(Dataset records)
##########

Issue #255, opened 2022-07-08
Release 1.8.0 depends on unreleased FREEDV_MODE_2020B from codec2


bwarden:
The release 1.8.0 source code will not compile against the latest release of codec2 (1.0.3). That release does not yet include the implementation of FREEDV_MODE_2020B (https://github.com/drowe67/codec2/pull/274).

https://github.com/drowe67/freedv-gui/blob/a612cdc79a155e0bb4614f616f6b2fb54687b63e/src/freedv_interface.cpp#L45-L46
https://github.com/drowe67/freedv-gui/blob/a612cdc79a155e0bb4614f616f6b2fb54687b63e/src/main.cpp#L922

tmiw:
As a workaround, use codec2 master. I'll see if we can get a new codec2 release out.

tmiw:
See https://github.com/drowe67/codec2/releases/tag/v1.0.4 for version 1.0.4.

tmiw:
Sorry, but it seems that v1.0.4 was premature. Continue to use codec2 master as a workaround. We're figuring out a way forward and will update with the solution.

tmiw:
Try https://github.com/drowe67/freedv-gui/releases/tag/v1.8.1. Feel free to reopen if you continue to have build issues.

PR #257, opened 2022-07-10
Disable 2020B unless Codec2 provides it.

tmiw:
Due to build issues with v1.8.0 as reported in #255 and in-progress Codec2 API changes in master, 2020B must be disabled in the source code by default. This PR will allow 2020B to be enabled as an option if Codec2/LPCNet master are used for the build.


build_linux.sh
```diff
@@ -21,23 +21,23 @@ export CODEC2DIR=$FREEDVGUIDIR/codec2
 export LPCNETDIR=$FREEDVGUIDIR/LPCNet
 
 # change this when working on combined codec2/freedv-gui changes
-CODEC2_BRANCH=master
-LPCNET_BRANCH=master
+CODEC2_BRANCH=v1.0.3
+LPCNET_BRANCH=v0.2
```
drowe67, line 25: So if we are checking out codec2 v1.0.3 ... how do we get 2020B?

tmiw: The user would need to edit this script to use master instead (or link against a Codec2 built manually from it).

tmiw:
Hmm, slight problem. It appears `lpcnet_get_hash()` isn't in v0.2. That particular function was added in [this commit](https://github.com/drowe67/LPCNet/commit/653d86b713163bf111a1a5bcf736bf43cee3e9de). Should a v0.3 be released that's tagged at that commit? Is there another commit that should be used for v0.3 instead?

drowe67:
Hmm, that's curious - so we have been using that function for two years, and I guess several freedv-gui releases.  How have we been building and packaging freedv-gui?  Perhaps we have just been using LPCNet/master?

tmiw:
> Hmm, that's curious - so we have been using that function for two years, and I guess several freedv-gui releases. How have we been building and packaging freedv-gui? Perhaps we have just been using LPCNet/master?

Yeah, we've just been using master. I'd say to just continue using master except that there are likely API changes vs. 0.2, right?

drowe67:
Yes good point about the [LPCNet API changing](https://github.com/drowe67/LPCNet/pull/42/files#diff-17917e96232aa697f318461704737980fa1974317a71781fc3f0b351f6ca31e6L17).  That in turn implies the need for codec2/master, or, as you suggest, and earlier version of LPCNet, if we stick with codec2 1.0.3

Yikes, this is all getting messy :thinking: 

How about this:
1. I'll look at codec2/master and see if I can make the minimum changes to make `freedv_api.h` compatible with existing applications - it was really just that one variable/structure.
1. I wont worry about the 2020C work for now, will do that later.
1. This implies we'll release 2020B into the wild now, which I'm not 100% happy with (as I'd like to compare it with 2020C first). Meh.
1. We can then have a another try at a codec2 1.0.4 release, and do a 0.3 LPCNet release off LPCNet/master.

Does that plan work for you @tmiw ?

tmiw:
> Does that plan work for you @tmiw ?

That works. Once (4) is done, I'll update the build scripts again, confirm that all platforms build, then merge and release 1.8.1. 👍

PR #261, opened 2022-07-18
Build Git version of Hamlib ourselves for Win32

### LINKED ISSUE #260: Upgrade Hamlib for Windows to 4.4
Per [COPR](https://copr.fedorainfracloud.org/coprs/hobbes1069/mingw/packages/), the Docker container uses Hamlib version 3.3, which is significantly behind the macOS build (and what [Fedora 36](https://packages.fedoraproject.org/pkgs/hamlib/hamlib/) provides). As there have been changes in radio support since the packages have been generated, it would be good to update the COPR packages as well or possibly just build Hamlib from git like what the macOS build does.

(ping @hobbes1069)

tmiw:
Builds latest Hamlib whenever Docker container is used. This is so that the Windows builds use the same version of Hamlib as macOS. Resolves #260.


tmiw:
@hobbes1069, I think it would still be good to have v4.4 mingw{32,64}-hamlib packages as this makes the build take significantly longer. In any case, I'll post up a test build using this PR to make sure there are no major issues with the Hamlib that got built.

CC @drowe67 in case he has feedback too.

tmiw:
Merging as I haven't heard any objections. 👍

PR #262, opened 2022-07-26
Implement automatic stats reset after sync loss

tmiw:
Feature request to automatically reset stats after sync loss. See https://github.com/drowe67/freedv-gui/discussions/244 for more info.

TODO:

* Prototype automatic sync reset and ensure that it works properly with hardcoded timeouts.
* Add configuration UI to enable/disable feature.


Tyrbiter:
I also noticed this https://github.com/drowe67/codec2/issues/182 which makes me wonder if this effort would better wait until a conclusion is reached within codec2.

tmiw:
> I also noticed this [drowe67/codec2#182](https://github.com/drowe67/codec2/issues/182) which makes me wonder if this effort would better wait until a conclusion is reached within codec2.

Based on [previous discussion](https://github.com/drowe67/freedv-gui/discussions/242) it seems like we could proceed now if we wanted, unless there's something I'm missing?

Tyrbiter:
> > I also noticed this [drowe67/codec2#182](https://github.com/drowe67/codec2/issues/182) which makes me wonder if this effort would better wait until a conclusion is reached within codec2.
> 
> Based on [previous discussion](https://github.com/drowe67/freedv-gui/discussions/242) it seems like we could proceed now if we wanted, unless there's something I'm missing?

Ah, OK, yes I looked at the previous PR but didn't realise that there were a couple of changes pulled in as a result of it. I withdraw my comment given this has already been done.

drowe67:
> > > I also noticed this [drowe67/codec2#182](https://github.com/drowe67/codec2/issues/182) which makes me wonder if this effort would better wait until a conclusion is reached within codec2.
> > 
> > 
> > Based on [previous discussion](https://github.com/drowe67/freedv-gui/discussions/242) it seems like we could proceed now if we wanted, unless there's something I'm missing?
> 
> Ah, OK, yes I looked at the previous PR but didn't realise that there were a couple of changes pulled in as a result of it. I withdraw my comment given this has already been done. I notice that PR182 is still open @drowe67 is that intentional?

Yes.

Tyrbiter:
Right. It will be interesting to see what other changes come along.

Tyrbiter:
Hi @tmiw 

So far the 10 second timeout seems to be fairly good, but there are still a few cases where it is a little long.  If 2 stations are in a QSO and pass it back quickly then the BER can be confused by this.

How much trouble would it be to give a choice of 2, 5 and 10 seconds?

tmiw:
> Hi @tmiw
> 
> So far the 10 second timeout seems to be fairly good, but there are still a few cases where it is a little long. If 2 stations are in a QSO and pass it back quickly then the BER can be confused by this. It's also because on some channels the false sync rate is higher than on others.
> 
> How much trouble would it be to give a choice of 2, 5 and 10 seconds?

Shouldn't be too much trouble. Would this setting need to be one that can be changed while the session's running, or would it be okay if the user had to stop first (like with most other settings in the application)?

Tyrbiter:
I think it would be fine to make it only change when the modem is stopped, and possibly have a default of 5 seconds.

tmiw:
> I think it would be fine to make it only change when the modem is stopped, and possibly have a default of 5 seconds.

Added. It still defaults to 10 seconds but you can go to Tools->Options->Modem to bump it up or down.

Tyrbiter:
Have now built and installed this, seems to work but I will need to try it with on air signals to assess it.

One small thing is that with the time set to 10 seconds the modem tab box for the number is a bit too narrow, so if this is the right line of code:

sizerModem->Add(sbSizer_modemstats,0, wxALL|wxEXPAND, 3);

then I assume making it slightly wider needs a tweak to one of the parameters.

tmiw:
> Have now built and installed this, seems to work but I will need to try it with on air signals to assess it.
> 
> One small thing is that with the time set to 10 seconds the modem tab box for the number is a bit too narrow, so if this is the right line of code:
> 
> sizerModem->Add(sbSizer_modemstats,0, wxALL|wxEXPAND, 3);
> 
> then I assume making it slightly wider needs a tweak to one of the parameters.

Yep, I just widened it a bit.

Tyrbiter:
> Yep, I just widened it a bit.

Thanks, also notice something similar on the debug tab with the box for the Fifo Size.

tmiw:
> > Yep, I just widened it a bit.
> 
> Thanks, also notice something similar on the debug tab with the box for the Fifo Size.

Just made that wider too. I'll merge the PR in a few days if there are no other issues.

Tyrbiter:
That has fixed it, just looked through the tabs, the same change is needed for the UDP port number.

Tyrbiter:
I'm currently listening to the UK FreeDV net on 60m and I can confirm that using a 5 second stats reset time is much better than 10 seconds, very few stations manage to resume carrier in such a short period so the stats are behaving exactly as they should.

tmiw:
> That has fixed it, just looked through the tabs, the same change is needed for the UDP port number.

Done. 👍

PR #268, opened 2022-08-14
update cmake

maitbot:
Some minor refactoring of Codec2 build to better use CMake
features to improve readability ans maintainability.

- Follow the convention of cmake_minimum_required() being the first CMake command.
(Moved CMAKE_OSX_DEPLOYMENT_TARGET definition down next to another OSX setting.)

- Update cmake_minimum_required to 3.13.
Following codec2.
(POLICY CMP0075 was introduced in CMake 3.12 - since we want to follow NEW policy
we can skip the cmake_policy handling.)

- Use (new since CMake 3.0) project() features.
This is the best single-point definition of project version information.
(This handles the FreeDV_VERSION* variables for us, so the other definitions
can be removed.) This patch includes changes necessary to make version.h

- Better DATE_RESULT setting.
Using CMake's string(TIMESTAMP... function does this in 1 line rather than 5.
Also, CMake honors the SOURCE_DATE_EPOCH environment variable needed to support
reproducible builds.
https://reproducible-builds.org/specs/source-date-epoch/

- Enable CMAKE_EXPORT_COMPILE_COMMANDS
Does not change the resulting build of freedv, but allows enabling IDE features for
developers editing source files.

73 de aa4hs,
-Maitland


CMakeLists.txt
```diff
@@ -24,41 +27,19 @@ endif("${CMAKE_SOURCE_DIR}" STREQUAL "${CMAKE_BINARY_DIR}")
...
 message(STATUS "Compilation date = XX${DATE_RESULT}XX")
 
 #
-# Set FreeDV version and generate src/version.h
+# generate src/version.h
 #
-set(FREEDV_VERSION_MAJOR 1)
-set(FREEDV_VERSION_MINOR 8)
-set(FREEDV_VERSION_PATCH 2)
-set(FREEDV_VERSION_SUFFIX "")
```
tmiw, line 53: How would suffix be handled after the changes? This tends to be used for test builds to make it easy to differentiate from official ones.

maitbot: CMake VERSION* handles 4 parts, the last being TWEAK.
My commit has FREEDV_VERSION_SUFFIX set to FreeDV_VERSION_TWEAK in version.h

tmiw: Hmm, reading more, `*_VERSION_TWEAK` only accepts integer values, so changing the top of the file to "1.8.2-devel" or "1.8.2.devel" won't exactly work. I pushed a commit that brings that back as a separate CMake variable.

PR #273, opened 2022-08-18
Enable 2020C in the UI.

tmiw:
Adds UI to access 2020C mode (from newest codec2).


tmiw:
Not sure I like how many items are in the list now:

Screen Shot 2022-08-18 at 7 21 13 AM

If we want to keep support for all of these, we'll need to find some other way of letting people choose.

tmiw:
@drowe67 and others, once we're sure this works I'll generate a test build for wider use?

Tyrbiter:
It's not so bad with a slightly different window arrangement
freedv_2020C

tmiw:
It's also possible that one or both of the new 2020 modes could disappear depending on user input, so perhaps we don't need to immediately consider how to clean up the mode selection?

tmiw:
1.8.4-devel prerelease build with 2020C: https://github.com/drowe67/freedv-gui/releases/tag/v1.8.4-20220819

tmiw:
Per Project Leadership Team discussion yesterday on April 14, 2023, we're not going to include 2020C at this time. This PR will be closed for now.

PR #274, opened 2022-08-21
Update build to reflect LPCNet decoupling from Codec2

tmiw:
Since we no longer need to build non-LPCNet Codec2 before building LPCNet, we can go ahead and simplify the FreeDV package building process a bit. We also need to fix some Windows compile errors that were introduced as a result.

Please see https://github.com/drowe67/codec2/pull/350 and https://github.com/drowe67/LPCNet/pull/43 for additional info.


tmiw:
@drowe67, this is pending the linked PR from Codec2 plus one more I'm going to submit for LPCNet shortly before it can be merged.

PR #442, opened 2023-06-18
Hamlib: Set mode before frequency.

### LINKED ISSUE #441: Mode should be changed before frequency
Per the digitalvoice list, apparently the FT-991A will offset the frequency a bit when using FreeDV as the mode gets changed after the frequency. Swapping the order of operations will supposedly fix this.

tmiw:
Resolves #441 by changing the order of operations that the hamlib code performs. That is, the radio's mode should be updated before the frequency so that if we're going between LSB and USB, some radios don't end up offset from where they should be.


Tyrbiter:
Seems to work for me, no obvious problems.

##########

§ Prompt: What lines above contain the word "signals"? Please copy each one.

§ Solution for this problem:
Have now built and installed this, seems to work but I will need to try it with on air signals to assess it.
> Have now built and installed this, seems to work but I will need to try it with on air signals to assess it.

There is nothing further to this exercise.